CBCB Seminar Series

UPDATE (Aug. 3, 2022): For Fall 2022, the CBCB Seminar Series will be held weekly during the academic year, with the goal of bringing the CBCB community together to learn about the research being done at the Center, at UMD, and at other institutions. To this end, the seminar features invited speakers from academia and industry as well as talks by faculty and graduate students in the Center. Talks by invited speakers are 40-50 minutes followed by questions. Talks by graduate students are 20 minutes followed by questions. If you are interested in speaking, please contact Erin Molloy. The CBCB Seminar Series will be held on Thursdays from 2-3pm at the Iribe Center in room 4105. If you're unable to attend in person, please contact us for a Zoom link.

Other seminars you may be interested in attending can be found HERE


    CBCB Seminar Series Schedule for Fall Semester 2022



    Institution or Advisor/Lab

    Topic & Abstract

    Location or Zoom Only


    Jamshed Khan

    CBCB/Patro Lab

    Drinking from the firehose through compact de Bruijn graphs: dealing with high-throughput genomic data for downstream analysis

    Abstract: The de Bruijn graph is a key data structure in modern computational genomics, and its compacted variant resides upstream of many genomic analyses. These graphs are increasingly used as sequence indices for short- and long-read alignment. Also, as we sequence and assemble a greater diversity of genomes, the colored compacted de Bruijn graph is being used more and more as the basis for efficient methods to perform comparative genomic analyses on these genomes. As the quantity of genomic data grows rapidly, the construction of these graphs often forms a computational bottleneck. We present Cuttlefish 2, significantly advancing the state-of-the-art for this problem. On a commodity server, it reduces the graph construction time for 661K bacterial genomes, of size 2.58Tbp, from 4.5 days to 17–23 h; and it constructs the graph for 1.52Tbp white spruce reads in approximately 10 h, while the closest competitor requires 54–58 h, using considerably more memory. Then we briefly propose some opportunities of using these compact graphs to index large-scale sequence collections.

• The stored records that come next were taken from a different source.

Issue #284, opened 2020-09-22
A concept of "Global Coordinates"


Cadair:
The rework of extra coords in #271 excludes one use case for the extra_coords dict in 1.0, which is the concept of structured metadata describing the coordinates of the whole cube. i.e. "this (x,y,t) cube is at wavelength y nm".

We should consider adding some kind of functionality to NDCube 2.0 to represent these type of coordinates.

(N.B. this is something that could potentially be upstreamed into the APE 14 WCS interface at some point)

Cadair:
A conversation at the PyHC meeting means we should consider this as a way to represent spacecraft location and maybe frame info.

DanRyanIrish:
Would this be attached to the WCS?

kakirastern:
Will start working on this issue shortly...

DanRyanIrish:
Thanks @kakirastern!

kakirastern:
Yeah, this would be a really great feature to have for Astropy conforming to the [APE 14 WCS](https://docs.astropy.org/en/stable/wcs/wcsapi.html)

kakirastern:
Thanks @DanRyanIrish for the assignment. I will take it up later today HKT during the weekly community meeting.

DanRyanIrish:
In the case of slicing out axes, the coord value at which the slice was made will be stored in this ```low_level_wcs``` property from astropy 4.2: https://github.com/astropy/astropy/pull/10195/files#diff-3976bdca12d482d3c3b404875b2db43f9cb04a37f674e17089d3520cced2a72dR157

Cadair:
```python
class GlobalCoords:
    """
    A structured representation of coordinate information applicable to a whole NDCube.
    """
    def __init__(self, ndcube):
        pass

    def add(self, name, physical_type):
        """
        Add a new coordinate to the collection.
        """

    def remove(self, name):
        """
        Remove a coordinate from the collection
        """

    @property
    def names(self):
        """
        A tuple of all the names.
        """

    @property
    def physical_types(self):
        """
        A tuple of all physical types, one per coordinate.
        """

    def keys(self):
        """
        A set-like of all names in this collection.
        """

    def values(self):
        """
        A set-like of all values in this collection
        """

    def __getitem__(self, item):
        """
        Index the collection by a name.
        """
```

kakirastern:
Will start working on this today HKT

kakirastern:
[...]

PR #322, opened 2020-11-10
Remove sequence plotting

### LINKED ISSUE #321: Remove NDCubeSequence plotting infrastructure for 2.0
Following the decision for 2.0 outlined in #315, remove the `NDCubeSequence` plotting infrastructure.

* Have `NDCubeSequence.plot` and `NDCubeSequence.plot_as_cube` return `NotImplementedError`s.
* Write a brief guide in the docs on how users can extract the data and produce their own visualizations.
* Have the error message point users to Issue #315, and the visualization guide.

DanRyanIrish:
Fixes #321 

* Should be merged after #229 and #284 addressed so that docs changes are consistent with those new APIs.
* Should skip doc tests for section of `NDCubeSequence` plotting


docs/ndcubesequence.rst
```diff
@@ -408,41 +391,167 @@ dimensions.shape ``(<Quantity 3.0 pix>, <Quantity 3.0 pix>, <Quantity
...
+sequence plotting, let us know with a comment on that issue.
+
+However, you can still visualize the data in `~ndcube.NDCubeSequence` in a number of ways.
+You can slice out a single `~ndcube.NDCube` and use its `~ndcube.NDCube.plot` method.
+Or you can write your own mixin class to define the plotting methods.
+Or finally, you can extract the data and use the myriad of plotting packages available in
+the Python ecosystem.  Below, we will outline these latter two options in a little more
+detail.
+
+Writing Your Own NDCubeSequence Plot Mixin
```
Cadair, line 412: This feels quite advanced, especially for putting in the docs before the manual plotting step. Are our docs aimed at users or developers of downstream packages?

docs/ndcubesequence.rst
```diff
@@ -408,41 +391,167 @@ dimensions.shape ``(<Quantity 3.0 pix>, <Quantity 3.0 pix>, <Quantity
...
-    >>> print(data.shape)
-    (3, 4, 5)
+Having extracted the data, we can now use matplotlib to visualize it.
+Let's say we want to produce a timeseries of how intensity changes in a
+given pixel at a given wavelength.  We stored time in ``my_sequence.global_coords``
+and associated it with the ``common_axis``.  Therefore, we could do::
+
+    >>> import matplotlib.pyplot as plt
+    >>> # Get intensity at pixel 0, 0, 0 in each cube.
+    >>> intensity = np.array([cube.data[0, 0, 0] for cube in my_sequence])
```
Cadair, line 479: can't we use the stack here rather than the list comprehension?

ndcube/ndcube_sequence.py
```diff
@@ -6,10 +6,15 @@
 import numpy as np
 
 from ndcube import utils
-from ndcube.mixins.sequence_plotting import NDCubeSequencePlotMixin
 
 __all__ = ['NDCubeSequence']
 
+PLOTTING_NOT_SUPPORTED_ERROR = "NDCubeSequence plotting is no longer supported. " + \
```
Cadair, line 12: I would rewrite this to be a single triple quote string?

Cadair (commented):
Do we really need to wait for global coords to be merged before shipping this? Removing this for b1 is the plan but global coords and merging the animators isn't?

kakirastern (approved):

docs/ndcubesequence.rst
DanRyanIrish: I think it is you're right the the manual stuff should come first.  I think moving the Mixin section to last probably mitigates the audience.  As users will not have to read through it to get to what they need, while developers (who may also be users) will not get lost in the manual stuff before reaching the more advanced mixin section.

docs/ndcubesequence.rst
DanRyanIrish: I think we still need list comprehension to extract the data arrays one by one from the cubes in the sequence.  And in this case, since we are extracting scalar values, we don't need stack on top of the list comprehension.

ndcube/ndcube_sequence.py
DanRyanIrish: Good idea!

DanRyanIrish:
> Do we really need to wait for global coords to be merged before shipping this? Removing this for b1 is the plan but global coords and merging the animators isn't?

Fair point.  I guess we can add the parts were we reference `GlobalCoords` to the docs rewrite.

Cadair:
I mean our docs are already seriously out of sync with reality anyway, so I don't see that making them reference things which are not yet implemented is the end of the world?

    Cuttlefish 2 is implemented in C++17, and is released under the BSD 3-Clause “New” or “Revised” License. The latest source code is available at: https://github.com/COMBINE-lab/cuttlefish. It is also available through conda: https://anaconda.org/bioconda/cuttlefish.



    Renee Ti Chou

    CBCB/Cummings Lab

    Machine learning-driven multifunctional peptide engineering for sustained ocular drug delivery

    Abstract: Sustained drug delivery strategies have many potential benefits for treating a range of diseases, particularly chronic diseases that require treatment for years. For many chronic ocular diseases, patient adherence to eye drop dosing regimens and the need for frequent intraocular injections are significant barriers to effective disease management. Here, we utilize peptide engineering to impart melanin binding properties to peptide-drug conjugates to act as a sustained-release depot in the eye. We developed a super learning-based methodology to engineer multifunctional peptides that efficiently enter cells, bind to melanin, and have low cytotoxicity. When the lead multifunctional peptide (HR97) was conjugated to brimonidine, an intraocular pressure (IOP)-lowering drug that is prescribed for three times per day topical dosing, IOP reduction was observed for up to 18 days after a single intracameral HR97-brimonidine injection in rabbits. Further, the cumulative IOP-lowering effect was increased ~17-fold compared to free brimonidine injection. Engineered multifunctional peptide-drug conjugates are a promising approach for providing sustained therapeutic delivery in the eye and beyond.